◆ The problem: Working from the entries below, count every line that includes the word "description". Return the figure alone.

◆ Data:
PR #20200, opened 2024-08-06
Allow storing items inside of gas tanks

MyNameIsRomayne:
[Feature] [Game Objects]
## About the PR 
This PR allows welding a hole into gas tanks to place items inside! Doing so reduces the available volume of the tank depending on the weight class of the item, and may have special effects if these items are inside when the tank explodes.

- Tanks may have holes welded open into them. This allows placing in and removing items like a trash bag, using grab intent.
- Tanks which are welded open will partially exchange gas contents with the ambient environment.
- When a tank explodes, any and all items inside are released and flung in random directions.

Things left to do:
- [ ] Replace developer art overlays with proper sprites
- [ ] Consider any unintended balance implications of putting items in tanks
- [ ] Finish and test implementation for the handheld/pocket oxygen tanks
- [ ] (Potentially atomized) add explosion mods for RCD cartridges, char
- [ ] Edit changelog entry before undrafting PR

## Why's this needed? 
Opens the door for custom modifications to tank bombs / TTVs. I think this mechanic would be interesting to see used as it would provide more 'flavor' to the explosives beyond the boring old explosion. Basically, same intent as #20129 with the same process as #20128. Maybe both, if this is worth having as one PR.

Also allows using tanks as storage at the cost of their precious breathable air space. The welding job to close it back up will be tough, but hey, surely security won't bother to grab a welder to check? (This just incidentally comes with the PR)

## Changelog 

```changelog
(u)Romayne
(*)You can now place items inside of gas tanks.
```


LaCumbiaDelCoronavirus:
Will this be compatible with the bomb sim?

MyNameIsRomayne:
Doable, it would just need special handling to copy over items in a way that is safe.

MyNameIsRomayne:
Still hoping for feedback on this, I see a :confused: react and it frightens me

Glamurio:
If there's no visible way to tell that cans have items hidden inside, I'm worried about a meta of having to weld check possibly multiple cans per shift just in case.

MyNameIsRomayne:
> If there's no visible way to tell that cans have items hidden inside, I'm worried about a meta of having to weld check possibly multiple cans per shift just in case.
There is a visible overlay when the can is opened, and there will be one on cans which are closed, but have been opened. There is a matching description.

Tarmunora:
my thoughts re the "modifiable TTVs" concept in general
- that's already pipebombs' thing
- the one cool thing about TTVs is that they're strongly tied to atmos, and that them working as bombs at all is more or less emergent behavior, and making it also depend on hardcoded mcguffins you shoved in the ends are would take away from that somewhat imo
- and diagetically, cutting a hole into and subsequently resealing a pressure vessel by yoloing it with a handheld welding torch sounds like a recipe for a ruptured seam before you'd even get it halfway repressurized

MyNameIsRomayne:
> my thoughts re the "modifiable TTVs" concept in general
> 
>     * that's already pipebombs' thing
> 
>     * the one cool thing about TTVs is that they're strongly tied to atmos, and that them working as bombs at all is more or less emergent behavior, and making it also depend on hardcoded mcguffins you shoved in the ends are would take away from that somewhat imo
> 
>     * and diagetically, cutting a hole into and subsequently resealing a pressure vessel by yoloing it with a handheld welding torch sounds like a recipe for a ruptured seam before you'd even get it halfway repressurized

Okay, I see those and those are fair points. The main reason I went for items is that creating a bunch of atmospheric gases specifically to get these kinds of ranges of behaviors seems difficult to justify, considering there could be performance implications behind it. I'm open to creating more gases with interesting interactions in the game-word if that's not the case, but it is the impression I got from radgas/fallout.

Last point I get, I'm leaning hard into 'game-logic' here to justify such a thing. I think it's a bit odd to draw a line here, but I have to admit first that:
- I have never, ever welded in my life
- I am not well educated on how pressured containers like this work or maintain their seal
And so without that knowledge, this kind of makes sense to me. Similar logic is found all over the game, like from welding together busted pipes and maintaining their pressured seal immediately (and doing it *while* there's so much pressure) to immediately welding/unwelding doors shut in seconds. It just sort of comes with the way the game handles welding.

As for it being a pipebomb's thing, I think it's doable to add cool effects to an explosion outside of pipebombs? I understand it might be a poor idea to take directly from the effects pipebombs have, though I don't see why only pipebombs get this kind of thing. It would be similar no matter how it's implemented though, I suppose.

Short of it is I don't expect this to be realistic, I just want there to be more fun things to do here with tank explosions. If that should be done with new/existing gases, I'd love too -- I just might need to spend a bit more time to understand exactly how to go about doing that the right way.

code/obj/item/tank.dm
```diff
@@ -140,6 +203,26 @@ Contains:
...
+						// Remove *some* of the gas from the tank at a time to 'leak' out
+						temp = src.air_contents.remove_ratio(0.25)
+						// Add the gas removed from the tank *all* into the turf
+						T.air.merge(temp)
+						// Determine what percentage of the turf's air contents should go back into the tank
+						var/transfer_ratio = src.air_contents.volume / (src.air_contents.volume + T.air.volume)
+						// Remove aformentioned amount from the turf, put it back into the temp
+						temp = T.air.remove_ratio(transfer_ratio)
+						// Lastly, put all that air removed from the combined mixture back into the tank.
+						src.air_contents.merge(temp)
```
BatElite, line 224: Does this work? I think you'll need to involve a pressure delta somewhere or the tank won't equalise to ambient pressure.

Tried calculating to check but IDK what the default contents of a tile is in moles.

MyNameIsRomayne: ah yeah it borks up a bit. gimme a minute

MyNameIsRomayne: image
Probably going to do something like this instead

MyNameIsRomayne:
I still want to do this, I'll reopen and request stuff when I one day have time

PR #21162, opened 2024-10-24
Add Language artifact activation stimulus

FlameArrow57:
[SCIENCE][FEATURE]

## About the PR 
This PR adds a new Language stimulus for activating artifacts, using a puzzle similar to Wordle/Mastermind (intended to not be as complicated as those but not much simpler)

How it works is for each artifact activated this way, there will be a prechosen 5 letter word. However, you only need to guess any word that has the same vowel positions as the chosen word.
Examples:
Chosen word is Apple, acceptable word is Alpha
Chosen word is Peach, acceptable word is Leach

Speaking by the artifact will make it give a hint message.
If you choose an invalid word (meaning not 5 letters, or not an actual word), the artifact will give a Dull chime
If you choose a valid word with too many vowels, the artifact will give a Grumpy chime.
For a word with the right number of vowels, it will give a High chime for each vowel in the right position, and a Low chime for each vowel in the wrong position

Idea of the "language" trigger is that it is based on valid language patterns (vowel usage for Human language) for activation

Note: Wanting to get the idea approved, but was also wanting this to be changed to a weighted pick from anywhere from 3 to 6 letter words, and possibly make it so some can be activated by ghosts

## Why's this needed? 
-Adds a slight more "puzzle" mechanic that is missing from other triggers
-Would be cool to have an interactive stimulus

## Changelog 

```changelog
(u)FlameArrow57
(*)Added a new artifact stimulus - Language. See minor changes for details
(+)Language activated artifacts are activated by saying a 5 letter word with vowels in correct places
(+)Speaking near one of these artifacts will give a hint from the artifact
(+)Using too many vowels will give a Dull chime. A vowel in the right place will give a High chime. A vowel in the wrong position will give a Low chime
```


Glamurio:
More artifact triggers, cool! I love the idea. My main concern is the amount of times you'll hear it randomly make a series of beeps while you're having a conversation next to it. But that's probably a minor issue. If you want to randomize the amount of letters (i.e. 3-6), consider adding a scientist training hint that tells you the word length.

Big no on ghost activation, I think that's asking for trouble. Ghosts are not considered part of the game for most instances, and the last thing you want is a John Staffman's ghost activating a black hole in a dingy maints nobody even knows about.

* * *

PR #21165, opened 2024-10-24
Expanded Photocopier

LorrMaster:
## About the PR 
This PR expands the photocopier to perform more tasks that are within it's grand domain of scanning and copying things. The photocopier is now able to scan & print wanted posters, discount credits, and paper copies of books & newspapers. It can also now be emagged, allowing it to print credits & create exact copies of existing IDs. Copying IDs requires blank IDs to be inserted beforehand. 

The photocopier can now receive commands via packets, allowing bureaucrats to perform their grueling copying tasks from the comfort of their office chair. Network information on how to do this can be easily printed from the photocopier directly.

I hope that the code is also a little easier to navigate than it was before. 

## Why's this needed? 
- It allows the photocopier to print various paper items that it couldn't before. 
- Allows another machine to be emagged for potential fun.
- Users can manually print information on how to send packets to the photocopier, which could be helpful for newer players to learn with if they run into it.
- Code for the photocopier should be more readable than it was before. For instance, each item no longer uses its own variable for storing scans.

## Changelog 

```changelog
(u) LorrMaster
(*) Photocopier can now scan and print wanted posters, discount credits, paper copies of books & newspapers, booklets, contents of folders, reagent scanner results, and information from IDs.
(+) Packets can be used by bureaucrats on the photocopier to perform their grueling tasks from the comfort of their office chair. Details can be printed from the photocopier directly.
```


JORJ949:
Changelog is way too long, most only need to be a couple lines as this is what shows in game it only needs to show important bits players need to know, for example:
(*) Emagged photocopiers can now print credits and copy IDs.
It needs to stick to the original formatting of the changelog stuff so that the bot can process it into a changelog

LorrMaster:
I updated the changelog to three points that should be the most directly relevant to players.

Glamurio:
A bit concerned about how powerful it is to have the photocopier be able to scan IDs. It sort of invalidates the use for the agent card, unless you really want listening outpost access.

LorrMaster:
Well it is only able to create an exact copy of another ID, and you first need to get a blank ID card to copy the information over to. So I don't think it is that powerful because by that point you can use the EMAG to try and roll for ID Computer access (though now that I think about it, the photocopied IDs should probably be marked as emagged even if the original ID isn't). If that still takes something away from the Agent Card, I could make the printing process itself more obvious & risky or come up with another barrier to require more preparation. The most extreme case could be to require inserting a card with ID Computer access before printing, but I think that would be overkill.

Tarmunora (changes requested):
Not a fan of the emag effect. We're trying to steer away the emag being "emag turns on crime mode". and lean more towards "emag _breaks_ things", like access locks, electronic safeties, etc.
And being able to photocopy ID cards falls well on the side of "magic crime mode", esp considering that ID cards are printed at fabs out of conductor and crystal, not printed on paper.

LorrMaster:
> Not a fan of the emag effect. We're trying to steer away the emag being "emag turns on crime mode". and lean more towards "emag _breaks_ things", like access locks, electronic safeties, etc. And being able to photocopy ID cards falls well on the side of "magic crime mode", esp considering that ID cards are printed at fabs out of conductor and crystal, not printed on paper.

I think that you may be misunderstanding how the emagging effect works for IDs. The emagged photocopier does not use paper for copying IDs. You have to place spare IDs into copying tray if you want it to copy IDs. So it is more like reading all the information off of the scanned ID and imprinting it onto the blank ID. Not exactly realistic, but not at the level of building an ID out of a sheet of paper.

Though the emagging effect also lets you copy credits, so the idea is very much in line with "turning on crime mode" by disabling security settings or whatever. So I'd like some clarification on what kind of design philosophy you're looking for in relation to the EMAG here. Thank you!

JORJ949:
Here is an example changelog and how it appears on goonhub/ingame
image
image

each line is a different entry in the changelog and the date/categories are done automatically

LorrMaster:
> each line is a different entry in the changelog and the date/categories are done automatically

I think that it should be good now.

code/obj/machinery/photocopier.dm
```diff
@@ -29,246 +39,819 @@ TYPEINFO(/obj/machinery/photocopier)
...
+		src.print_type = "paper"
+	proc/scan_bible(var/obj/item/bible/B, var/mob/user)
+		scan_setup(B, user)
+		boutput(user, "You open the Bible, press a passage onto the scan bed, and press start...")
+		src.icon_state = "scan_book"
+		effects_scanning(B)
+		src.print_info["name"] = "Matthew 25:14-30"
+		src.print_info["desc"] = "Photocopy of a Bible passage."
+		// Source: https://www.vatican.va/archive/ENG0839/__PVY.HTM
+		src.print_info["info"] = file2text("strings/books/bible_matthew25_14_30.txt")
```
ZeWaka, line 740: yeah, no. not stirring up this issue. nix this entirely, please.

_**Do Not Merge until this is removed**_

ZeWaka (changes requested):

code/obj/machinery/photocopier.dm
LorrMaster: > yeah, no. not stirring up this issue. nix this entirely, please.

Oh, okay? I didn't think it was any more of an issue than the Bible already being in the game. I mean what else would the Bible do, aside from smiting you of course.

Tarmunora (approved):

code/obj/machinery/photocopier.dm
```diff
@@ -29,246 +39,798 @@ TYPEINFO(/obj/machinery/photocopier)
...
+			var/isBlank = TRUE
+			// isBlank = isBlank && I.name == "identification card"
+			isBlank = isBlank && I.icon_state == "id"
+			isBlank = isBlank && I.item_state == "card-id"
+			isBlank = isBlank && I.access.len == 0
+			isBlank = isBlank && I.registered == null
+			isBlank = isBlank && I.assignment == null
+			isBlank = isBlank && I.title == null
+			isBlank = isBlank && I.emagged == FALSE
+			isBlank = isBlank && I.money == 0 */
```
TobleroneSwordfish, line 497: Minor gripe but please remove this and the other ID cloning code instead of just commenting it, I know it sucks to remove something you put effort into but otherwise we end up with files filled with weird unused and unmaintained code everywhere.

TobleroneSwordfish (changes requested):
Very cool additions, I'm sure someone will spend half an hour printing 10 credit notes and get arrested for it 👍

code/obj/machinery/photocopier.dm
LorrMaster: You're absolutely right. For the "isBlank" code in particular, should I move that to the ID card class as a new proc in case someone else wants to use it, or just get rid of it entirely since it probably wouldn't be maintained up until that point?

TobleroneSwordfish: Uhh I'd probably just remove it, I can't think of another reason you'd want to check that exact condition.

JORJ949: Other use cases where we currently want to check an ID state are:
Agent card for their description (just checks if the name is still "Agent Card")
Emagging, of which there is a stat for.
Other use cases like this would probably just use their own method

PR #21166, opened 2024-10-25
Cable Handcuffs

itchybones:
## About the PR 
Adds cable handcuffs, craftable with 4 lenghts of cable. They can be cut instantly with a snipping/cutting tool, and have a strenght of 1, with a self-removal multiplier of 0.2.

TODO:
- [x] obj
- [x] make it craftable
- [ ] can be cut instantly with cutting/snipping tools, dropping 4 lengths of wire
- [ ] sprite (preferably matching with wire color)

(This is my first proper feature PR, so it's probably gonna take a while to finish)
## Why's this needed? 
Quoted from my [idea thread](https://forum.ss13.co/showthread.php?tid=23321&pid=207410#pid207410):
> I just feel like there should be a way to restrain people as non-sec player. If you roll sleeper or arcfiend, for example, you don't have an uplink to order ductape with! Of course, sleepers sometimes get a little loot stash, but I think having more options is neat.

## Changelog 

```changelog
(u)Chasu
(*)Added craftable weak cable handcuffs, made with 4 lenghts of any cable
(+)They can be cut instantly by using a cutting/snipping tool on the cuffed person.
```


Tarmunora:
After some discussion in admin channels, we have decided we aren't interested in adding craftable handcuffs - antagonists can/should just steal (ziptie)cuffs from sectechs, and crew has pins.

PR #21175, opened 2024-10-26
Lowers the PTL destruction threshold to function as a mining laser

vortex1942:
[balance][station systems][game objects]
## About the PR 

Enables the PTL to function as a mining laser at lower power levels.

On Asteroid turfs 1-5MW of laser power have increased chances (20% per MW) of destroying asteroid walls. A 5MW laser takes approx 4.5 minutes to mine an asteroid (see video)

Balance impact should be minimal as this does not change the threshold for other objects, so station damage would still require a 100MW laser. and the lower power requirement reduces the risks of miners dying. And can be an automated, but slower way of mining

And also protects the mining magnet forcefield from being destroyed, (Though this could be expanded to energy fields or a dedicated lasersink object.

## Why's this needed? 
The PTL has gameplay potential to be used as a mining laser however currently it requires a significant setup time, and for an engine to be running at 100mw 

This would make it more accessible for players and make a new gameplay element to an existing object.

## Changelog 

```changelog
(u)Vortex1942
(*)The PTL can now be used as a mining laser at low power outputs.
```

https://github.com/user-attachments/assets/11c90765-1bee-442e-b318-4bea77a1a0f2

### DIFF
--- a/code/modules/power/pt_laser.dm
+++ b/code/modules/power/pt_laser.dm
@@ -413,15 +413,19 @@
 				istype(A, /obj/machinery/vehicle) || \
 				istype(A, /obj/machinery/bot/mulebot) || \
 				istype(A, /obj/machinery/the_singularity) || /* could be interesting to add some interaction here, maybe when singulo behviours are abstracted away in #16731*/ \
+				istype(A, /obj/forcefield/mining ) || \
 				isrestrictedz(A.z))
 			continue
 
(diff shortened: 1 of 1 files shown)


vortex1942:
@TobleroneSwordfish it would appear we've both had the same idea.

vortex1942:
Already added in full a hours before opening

--

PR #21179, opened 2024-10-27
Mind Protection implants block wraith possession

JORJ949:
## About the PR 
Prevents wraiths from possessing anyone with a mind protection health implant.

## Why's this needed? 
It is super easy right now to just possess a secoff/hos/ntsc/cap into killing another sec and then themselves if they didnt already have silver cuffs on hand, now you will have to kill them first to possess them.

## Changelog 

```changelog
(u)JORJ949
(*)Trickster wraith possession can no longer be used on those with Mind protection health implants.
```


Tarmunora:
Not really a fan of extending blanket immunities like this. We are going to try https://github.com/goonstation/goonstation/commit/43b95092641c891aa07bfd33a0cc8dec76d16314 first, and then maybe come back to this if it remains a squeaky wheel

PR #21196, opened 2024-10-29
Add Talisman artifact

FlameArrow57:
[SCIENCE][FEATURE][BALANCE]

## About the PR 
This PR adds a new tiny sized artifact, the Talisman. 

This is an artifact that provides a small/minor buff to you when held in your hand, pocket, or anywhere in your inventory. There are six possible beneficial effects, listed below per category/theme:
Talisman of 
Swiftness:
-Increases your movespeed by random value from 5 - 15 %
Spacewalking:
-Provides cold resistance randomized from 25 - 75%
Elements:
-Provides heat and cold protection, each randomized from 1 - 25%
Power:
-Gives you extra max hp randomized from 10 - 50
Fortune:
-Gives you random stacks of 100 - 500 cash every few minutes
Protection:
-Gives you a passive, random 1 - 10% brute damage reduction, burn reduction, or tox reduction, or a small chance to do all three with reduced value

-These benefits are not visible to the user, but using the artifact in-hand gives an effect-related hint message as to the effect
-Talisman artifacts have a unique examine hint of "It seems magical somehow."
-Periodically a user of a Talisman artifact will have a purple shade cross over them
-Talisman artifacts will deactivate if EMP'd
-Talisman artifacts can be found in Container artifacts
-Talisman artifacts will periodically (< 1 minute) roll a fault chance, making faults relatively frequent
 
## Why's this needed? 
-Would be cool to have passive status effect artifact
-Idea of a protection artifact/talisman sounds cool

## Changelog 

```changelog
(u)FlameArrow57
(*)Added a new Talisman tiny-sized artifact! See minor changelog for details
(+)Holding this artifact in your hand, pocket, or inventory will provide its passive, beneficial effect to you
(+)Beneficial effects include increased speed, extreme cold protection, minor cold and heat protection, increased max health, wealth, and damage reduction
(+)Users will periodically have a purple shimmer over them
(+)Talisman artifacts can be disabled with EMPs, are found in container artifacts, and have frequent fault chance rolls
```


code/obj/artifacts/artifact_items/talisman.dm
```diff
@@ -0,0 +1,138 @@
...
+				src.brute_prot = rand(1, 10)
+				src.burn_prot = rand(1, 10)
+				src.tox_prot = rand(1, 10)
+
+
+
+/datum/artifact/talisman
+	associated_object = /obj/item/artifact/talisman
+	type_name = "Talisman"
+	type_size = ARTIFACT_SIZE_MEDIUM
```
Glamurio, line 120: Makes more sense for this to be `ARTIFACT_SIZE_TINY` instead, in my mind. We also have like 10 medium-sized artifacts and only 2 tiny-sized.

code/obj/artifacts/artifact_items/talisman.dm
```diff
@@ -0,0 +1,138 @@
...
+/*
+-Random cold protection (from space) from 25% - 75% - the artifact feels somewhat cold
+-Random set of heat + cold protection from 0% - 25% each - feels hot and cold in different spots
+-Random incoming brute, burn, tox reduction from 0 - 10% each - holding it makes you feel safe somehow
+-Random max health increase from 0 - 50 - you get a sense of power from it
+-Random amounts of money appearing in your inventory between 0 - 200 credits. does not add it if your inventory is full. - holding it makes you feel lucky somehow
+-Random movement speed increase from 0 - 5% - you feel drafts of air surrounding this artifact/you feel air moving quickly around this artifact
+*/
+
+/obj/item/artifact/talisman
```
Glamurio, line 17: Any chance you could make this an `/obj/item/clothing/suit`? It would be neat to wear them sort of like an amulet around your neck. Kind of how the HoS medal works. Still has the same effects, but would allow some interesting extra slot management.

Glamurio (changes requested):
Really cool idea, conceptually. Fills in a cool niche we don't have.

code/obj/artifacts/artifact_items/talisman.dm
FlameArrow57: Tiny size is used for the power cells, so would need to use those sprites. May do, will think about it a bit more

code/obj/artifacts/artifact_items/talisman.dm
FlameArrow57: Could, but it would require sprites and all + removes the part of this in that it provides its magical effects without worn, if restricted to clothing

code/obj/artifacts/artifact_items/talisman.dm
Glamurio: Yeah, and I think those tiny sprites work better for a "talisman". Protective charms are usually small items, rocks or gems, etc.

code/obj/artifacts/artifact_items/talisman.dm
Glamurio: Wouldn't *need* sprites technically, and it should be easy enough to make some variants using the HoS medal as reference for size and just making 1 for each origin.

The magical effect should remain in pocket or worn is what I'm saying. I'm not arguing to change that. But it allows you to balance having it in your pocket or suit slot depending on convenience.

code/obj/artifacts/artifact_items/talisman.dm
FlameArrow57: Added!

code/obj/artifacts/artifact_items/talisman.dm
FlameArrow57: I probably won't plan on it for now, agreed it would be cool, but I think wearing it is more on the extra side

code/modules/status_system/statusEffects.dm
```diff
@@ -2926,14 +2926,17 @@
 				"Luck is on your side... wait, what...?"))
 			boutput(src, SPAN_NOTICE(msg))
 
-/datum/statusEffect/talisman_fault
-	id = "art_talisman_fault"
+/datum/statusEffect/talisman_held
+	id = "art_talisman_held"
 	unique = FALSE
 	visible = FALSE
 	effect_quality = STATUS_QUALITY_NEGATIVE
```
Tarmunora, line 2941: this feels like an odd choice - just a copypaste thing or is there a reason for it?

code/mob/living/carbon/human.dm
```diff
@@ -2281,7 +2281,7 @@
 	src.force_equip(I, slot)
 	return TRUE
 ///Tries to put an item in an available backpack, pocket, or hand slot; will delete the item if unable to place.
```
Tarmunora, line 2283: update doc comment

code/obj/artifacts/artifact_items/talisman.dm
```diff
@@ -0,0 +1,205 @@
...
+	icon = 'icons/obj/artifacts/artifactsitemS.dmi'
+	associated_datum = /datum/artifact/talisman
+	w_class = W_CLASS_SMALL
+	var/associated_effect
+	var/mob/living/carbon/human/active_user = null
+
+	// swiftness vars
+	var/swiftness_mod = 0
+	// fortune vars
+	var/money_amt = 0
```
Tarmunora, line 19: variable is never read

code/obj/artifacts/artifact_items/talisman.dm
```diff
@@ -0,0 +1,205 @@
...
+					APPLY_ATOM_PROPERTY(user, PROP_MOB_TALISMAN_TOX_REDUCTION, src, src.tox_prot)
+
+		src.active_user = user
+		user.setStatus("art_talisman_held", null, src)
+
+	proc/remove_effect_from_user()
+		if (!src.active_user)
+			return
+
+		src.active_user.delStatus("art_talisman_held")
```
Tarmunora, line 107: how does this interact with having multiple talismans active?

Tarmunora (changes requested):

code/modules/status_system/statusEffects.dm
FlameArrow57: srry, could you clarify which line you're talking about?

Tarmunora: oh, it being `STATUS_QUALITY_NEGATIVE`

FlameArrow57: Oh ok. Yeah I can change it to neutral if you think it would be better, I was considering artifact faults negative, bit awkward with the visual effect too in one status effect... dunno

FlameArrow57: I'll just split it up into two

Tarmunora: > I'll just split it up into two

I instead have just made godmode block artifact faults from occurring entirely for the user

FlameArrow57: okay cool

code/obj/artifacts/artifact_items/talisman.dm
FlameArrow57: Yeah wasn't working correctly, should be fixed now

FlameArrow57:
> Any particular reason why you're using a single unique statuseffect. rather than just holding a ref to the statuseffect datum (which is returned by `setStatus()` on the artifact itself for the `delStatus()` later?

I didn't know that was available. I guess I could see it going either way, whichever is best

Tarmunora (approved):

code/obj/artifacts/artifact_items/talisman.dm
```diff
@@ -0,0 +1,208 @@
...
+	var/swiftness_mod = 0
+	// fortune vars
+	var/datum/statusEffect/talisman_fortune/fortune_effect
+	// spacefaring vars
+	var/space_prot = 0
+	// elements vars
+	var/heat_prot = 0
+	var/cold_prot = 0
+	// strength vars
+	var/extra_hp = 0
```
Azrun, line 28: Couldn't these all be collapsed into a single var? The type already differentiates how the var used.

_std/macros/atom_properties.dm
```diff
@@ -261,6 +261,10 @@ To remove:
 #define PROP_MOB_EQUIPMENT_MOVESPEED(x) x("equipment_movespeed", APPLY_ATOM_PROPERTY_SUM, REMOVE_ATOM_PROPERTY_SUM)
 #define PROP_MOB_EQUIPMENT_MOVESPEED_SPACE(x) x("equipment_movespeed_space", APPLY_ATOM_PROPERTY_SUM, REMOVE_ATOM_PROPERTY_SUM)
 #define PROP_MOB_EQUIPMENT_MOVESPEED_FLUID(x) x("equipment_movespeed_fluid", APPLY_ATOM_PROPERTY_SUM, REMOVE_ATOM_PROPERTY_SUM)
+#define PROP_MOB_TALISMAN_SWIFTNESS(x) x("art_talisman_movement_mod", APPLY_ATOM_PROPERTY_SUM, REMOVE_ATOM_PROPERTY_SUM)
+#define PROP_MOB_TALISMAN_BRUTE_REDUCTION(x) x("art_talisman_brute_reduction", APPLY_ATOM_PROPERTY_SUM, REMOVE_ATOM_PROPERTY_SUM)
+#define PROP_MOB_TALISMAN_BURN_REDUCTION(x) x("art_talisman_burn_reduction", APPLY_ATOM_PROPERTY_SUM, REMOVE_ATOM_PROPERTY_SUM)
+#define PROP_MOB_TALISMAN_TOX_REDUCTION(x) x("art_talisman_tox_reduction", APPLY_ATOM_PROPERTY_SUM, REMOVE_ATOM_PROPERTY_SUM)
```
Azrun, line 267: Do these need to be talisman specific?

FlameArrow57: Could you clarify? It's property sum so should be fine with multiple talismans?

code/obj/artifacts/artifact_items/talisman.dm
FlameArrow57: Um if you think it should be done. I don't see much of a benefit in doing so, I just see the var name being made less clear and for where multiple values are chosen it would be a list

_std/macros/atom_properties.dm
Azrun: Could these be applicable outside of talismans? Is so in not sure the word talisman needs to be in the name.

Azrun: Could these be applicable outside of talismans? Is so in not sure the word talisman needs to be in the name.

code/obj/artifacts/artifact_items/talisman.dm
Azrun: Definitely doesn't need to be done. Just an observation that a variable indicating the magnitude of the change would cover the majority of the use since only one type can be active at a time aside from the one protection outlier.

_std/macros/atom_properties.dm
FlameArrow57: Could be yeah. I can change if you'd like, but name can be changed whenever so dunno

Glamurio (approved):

◆ Output below: 2